◆ **Task item**
In this exercise, return each entry exactly as given.

◆ **Records supplied**
PR #1060, opened 2026-09-02
JEP-0013 Phase 3 - MetricsStream

RoddieKieley:
## Summary

JEP-0013 Phase 3 PR A**: the `MetricsStream` contract and the telemetry reverse-scrape hub. This is the merge-base for the rest of the Phase 3 series.

Related PRs will be linked here as they are opened (B, C, D, E). This PR stays draft until those links are filled in.

- Add `MetricsStream` to `telemetry.proto` (register + scrape request/response) and regenerate Go + Python stubs.
- Telemetry fans out scrapes over connected streams, merges OpenMetrics, remaps unknown `driver_type` to `other`, and serves `GET /metrics` on a dedicated HTTP port (not gRPC `:9093`).
- `/healthz` and `/readyz` as in DD-7. `jumpstarter_scrape_timeouts_total` on scrape timeout.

◆ **Answer area**
PR #1060, opened 2026-09-02
JEP-0013 Phase 3 - MetricsStream

RoddieKieley:
## Summary

JEP-0013 Phase 3 PR A**: the `MetricsStream` contract and the telemetry reverse-scrape hub. This is the merge-base for the rest of the Phase 3 series.

Related PRs will be linked here as they are opened (B, C, D, E). This PR stays draft until those links are filled in.

- Add `MetricsStream` to `telemetry.proto` (register + scrape request/response) and regenerate Go + Python stubs.
- Telemetry fans out scrapes over connected streams, merges OpenMetrics, remaps unknown `driver_type` to `other`, and serves `GET /metrics` on a dedicated HTTP port (not gRPC `:9093`).
- `/healthz` and `/readyz` as in DD-7. `jumpstarter_scrape_timeouts_total` on scrape timeout.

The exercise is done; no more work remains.